Exercise details: Work out how many lines of the records contain "following". Answer with the number and nothing else.

Given records:
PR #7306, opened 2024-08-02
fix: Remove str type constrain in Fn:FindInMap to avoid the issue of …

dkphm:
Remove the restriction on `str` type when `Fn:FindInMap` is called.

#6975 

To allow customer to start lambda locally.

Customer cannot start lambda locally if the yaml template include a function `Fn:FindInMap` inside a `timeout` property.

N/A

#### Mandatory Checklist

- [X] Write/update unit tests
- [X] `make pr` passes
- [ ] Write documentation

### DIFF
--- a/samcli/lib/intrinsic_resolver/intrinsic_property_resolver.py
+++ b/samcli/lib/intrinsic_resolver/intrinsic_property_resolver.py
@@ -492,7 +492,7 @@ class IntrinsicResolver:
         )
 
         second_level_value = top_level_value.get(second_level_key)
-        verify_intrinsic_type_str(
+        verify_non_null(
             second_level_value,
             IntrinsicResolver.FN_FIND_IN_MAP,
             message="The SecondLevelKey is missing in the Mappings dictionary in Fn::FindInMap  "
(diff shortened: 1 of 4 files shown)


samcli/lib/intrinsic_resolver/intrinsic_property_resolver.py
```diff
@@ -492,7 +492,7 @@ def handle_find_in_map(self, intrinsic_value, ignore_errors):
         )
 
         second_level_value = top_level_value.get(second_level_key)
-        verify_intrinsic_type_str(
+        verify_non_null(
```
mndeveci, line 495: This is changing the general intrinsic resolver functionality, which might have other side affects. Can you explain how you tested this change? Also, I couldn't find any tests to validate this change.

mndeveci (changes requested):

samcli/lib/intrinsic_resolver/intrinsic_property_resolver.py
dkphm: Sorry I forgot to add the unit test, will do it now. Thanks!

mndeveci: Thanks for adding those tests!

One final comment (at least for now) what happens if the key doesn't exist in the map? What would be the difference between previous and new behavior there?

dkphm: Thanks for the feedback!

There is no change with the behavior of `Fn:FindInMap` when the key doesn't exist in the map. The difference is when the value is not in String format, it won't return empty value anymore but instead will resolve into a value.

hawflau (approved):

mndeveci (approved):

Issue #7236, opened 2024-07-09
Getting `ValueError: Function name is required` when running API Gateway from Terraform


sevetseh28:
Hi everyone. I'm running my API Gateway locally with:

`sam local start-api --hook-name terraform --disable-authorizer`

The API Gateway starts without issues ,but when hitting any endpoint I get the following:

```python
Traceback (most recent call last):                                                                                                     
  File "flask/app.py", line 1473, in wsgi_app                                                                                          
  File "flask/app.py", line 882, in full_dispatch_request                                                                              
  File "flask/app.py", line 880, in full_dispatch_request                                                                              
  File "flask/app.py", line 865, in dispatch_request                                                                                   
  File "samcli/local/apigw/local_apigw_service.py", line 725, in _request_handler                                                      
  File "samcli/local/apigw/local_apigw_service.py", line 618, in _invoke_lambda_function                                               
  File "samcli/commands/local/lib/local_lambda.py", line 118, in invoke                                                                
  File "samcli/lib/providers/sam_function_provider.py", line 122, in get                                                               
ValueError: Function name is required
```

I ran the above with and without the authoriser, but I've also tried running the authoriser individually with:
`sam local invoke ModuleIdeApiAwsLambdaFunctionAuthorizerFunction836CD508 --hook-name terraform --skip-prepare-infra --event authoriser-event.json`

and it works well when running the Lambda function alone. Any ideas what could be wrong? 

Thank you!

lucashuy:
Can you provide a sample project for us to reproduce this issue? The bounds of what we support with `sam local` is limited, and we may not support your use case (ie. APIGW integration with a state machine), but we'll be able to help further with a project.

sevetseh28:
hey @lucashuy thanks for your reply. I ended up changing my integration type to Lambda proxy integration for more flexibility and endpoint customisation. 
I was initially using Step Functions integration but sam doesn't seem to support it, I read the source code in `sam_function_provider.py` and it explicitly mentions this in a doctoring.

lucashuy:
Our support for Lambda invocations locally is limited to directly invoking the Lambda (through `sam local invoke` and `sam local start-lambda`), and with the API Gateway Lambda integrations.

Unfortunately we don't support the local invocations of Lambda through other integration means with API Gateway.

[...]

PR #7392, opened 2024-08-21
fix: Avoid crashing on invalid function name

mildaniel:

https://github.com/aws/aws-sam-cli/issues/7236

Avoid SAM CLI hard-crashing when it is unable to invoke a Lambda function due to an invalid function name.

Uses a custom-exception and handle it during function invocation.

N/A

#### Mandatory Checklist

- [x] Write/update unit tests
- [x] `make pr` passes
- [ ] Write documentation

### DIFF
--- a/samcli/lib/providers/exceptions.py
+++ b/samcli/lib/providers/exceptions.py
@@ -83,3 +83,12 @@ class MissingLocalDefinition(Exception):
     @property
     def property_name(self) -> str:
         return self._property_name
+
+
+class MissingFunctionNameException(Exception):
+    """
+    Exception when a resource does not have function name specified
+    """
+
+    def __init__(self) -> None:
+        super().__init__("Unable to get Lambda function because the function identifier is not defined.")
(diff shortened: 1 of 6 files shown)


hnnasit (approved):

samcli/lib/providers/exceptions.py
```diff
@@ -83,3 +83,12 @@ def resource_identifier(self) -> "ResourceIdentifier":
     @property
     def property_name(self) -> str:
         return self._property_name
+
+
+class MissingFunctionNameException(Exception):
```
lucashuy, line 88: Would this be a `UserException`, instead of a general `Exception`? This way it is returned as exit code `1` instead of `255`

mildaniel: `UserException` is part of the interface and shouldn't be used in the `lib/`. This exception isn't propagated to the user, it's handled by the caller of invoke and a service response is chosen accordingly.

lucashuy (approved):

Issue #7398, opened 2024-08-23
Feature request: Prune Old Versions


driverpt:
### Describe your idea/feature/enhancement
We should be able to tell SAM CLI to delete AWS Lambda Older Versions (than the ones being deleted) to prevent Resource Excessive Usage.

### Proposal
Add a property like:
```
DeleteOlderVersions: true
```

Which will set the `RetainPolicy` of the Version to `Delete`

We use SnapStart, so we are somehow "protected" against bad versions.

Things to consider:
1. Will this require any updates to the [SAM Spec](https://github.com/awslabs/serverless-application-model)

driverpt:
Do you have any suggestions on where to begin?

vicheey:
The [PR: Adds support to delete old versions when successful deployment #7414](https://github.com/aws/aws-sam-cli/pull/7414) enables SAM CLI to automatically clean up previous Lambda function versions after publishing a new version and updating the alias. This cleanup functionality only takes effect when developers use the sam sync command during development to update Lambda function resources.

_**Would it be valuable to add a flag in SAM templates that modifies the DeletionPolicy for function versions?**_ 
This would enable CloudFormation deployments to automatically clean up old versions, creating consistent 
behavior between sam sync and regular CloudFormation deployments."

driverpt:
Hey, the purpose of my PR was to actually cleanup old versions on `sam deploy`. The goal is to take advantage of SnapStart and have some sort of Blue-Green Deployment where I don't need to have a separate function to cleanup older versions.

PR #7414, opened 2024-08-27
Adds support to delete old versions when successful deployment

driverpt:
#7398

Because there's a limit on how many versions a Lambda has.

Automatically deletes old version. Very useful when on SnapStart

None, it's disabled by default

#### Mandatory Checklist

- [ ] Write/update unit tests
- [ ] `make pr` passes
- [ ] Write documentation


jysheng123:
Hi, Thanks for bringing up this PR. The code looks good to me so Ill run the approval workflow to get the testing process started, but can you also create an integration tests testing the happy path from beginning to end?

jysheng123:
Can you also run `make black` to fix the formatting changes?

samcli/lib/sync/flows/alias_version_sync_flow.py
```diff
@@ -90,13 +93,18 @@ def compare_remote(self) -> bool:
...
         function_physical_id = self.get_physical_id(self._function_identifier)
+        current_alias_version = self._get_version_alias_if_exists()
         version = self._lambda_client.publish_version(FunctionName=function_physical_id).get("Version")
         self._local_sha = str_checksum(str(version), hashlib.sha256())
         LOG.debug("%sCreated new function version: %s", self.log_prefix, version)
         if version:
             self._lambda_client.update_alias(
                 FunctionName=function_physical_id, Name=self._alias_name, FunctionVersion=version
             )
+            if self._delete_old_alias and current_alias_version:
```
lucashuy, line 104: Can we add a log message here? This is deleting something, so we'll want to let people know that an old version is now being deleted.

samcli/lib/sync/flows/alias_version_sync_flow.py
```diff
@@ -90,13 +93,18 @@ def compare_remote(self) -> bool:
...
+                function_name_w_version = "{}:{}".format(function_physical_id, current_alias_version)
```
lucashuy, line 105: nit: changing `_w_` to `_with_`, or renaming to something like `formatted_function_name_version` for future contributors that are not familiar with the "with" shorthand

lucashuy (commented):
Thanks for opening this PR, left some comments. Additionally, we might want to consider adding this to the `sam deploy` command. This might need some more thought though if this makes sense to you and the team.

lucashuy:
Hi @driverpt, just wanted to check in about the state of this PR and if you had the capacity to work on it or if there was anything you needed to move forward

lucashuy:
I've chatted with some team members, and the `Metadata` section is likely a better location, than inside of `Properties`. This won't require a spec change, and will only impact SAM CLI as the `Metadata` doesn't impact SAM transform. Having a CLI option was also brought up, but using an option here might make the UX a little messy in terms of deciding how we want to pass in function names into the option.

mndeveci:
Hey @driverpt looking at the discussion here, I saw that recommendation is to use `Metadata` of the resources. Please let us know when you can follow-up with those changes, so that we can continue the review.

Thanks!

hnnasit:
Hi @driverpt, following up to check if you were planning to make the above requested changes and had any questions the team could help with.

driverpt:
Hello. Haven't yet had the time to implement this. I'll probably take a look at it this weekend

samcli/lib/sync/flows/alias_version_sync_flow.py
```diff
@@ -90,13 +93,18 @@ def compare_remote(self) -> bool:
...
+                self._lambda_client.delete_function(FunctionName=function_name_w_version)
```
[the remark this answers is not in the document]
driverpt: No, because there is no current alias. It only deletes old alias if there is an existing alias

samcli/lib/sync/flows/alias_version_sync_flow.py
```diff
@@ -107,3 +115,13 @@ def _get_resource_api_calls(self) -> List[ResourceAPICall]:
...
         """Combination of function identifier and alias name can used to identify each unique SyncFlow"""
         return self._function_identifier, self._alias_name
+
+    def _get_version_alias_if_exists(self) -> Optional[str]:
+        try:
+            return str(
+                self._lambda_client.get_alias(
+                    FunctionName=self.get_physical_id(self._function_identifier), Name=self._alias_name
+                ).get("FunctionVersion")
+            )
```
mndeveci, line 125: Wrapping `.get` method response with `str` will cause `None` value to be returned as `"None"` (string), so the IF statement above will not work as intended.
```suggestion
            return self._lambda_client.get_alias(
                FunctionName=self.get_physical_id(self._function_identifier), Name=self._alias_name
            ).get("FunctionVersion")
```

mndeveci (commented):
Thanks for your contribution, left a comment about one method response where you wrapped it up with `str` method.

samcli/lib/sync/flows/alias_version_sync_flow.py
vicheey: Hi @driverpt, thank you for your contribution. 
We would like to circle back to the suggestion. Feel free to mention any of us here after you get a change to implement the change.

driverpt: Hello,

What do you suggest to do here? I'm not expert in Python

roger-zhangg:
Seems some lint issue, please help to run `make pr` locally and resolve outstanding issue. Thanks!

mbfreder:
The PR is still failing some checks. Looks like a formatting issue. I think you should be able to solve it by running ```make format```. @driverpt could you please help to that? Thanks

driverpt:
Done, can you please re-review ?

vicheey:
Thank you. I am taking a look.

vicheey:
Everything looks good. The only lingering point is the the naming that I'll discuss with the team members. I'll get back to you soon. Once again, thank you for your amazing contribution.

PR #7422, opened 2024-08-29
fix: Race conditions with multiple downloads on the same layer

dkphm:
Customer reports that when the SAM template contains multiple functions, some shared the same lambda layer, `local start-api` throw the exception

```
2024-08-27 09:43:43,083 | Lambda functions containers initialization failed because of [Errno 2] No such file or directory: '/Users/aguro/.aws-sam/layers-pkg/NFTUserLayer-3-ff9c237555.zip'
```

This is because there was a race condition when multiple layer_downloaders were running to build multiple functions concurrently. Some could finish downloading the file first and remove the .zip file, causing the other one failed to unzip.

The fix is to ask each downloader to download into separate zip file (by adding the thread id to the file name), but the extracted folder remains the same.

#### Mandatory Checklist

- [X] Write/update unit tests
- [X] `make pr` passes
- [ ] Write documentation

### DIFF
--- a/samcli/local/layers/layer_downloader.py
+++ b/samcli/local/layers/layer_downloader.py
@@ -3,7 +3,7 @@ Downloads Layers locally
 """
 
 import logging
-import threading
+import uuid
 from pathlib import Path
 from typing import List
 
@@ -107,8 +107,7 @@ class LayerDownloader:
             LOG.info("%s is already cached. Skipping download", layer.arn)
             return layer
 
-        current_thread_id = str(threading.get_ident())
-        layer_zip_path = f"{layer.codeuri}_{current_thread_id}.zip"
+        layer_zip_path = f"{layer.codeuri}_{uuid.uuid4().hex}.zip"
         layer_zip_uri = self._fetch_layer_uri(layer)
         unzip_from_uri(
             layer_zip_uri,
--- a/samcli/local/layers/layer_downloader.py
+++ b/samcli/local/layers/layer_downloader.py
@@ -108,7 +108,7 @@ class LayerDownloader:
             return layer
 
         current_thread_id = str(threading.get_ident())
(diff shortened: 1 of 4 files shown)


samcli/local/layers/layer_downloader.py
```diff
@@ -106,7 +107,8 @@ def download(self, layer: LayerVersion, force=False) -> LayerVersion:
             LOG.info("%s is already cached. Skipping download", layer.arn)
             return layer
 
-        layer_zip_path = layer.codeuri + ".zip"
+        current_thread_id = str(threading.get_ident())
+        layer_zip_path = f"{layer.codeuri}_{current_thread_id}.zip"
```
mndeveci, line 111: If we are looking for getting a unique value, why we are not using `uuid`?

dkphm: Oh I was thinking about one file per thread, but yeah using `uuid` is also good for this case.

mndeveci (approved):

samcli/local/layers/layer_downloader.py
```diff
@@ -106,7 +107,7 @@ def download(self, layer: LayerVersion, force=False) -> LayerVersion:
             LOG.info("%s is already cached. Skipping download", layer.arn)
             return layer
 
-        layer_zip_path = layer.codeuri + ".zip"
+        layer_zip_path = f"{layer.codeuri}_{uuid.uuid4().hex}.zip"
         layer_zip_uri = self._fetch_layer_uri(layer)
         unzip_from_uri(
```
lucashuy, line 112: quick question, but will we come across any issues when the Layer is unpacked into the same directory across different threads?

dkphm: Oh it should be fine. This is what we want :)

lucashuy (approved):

Answer for the task: 2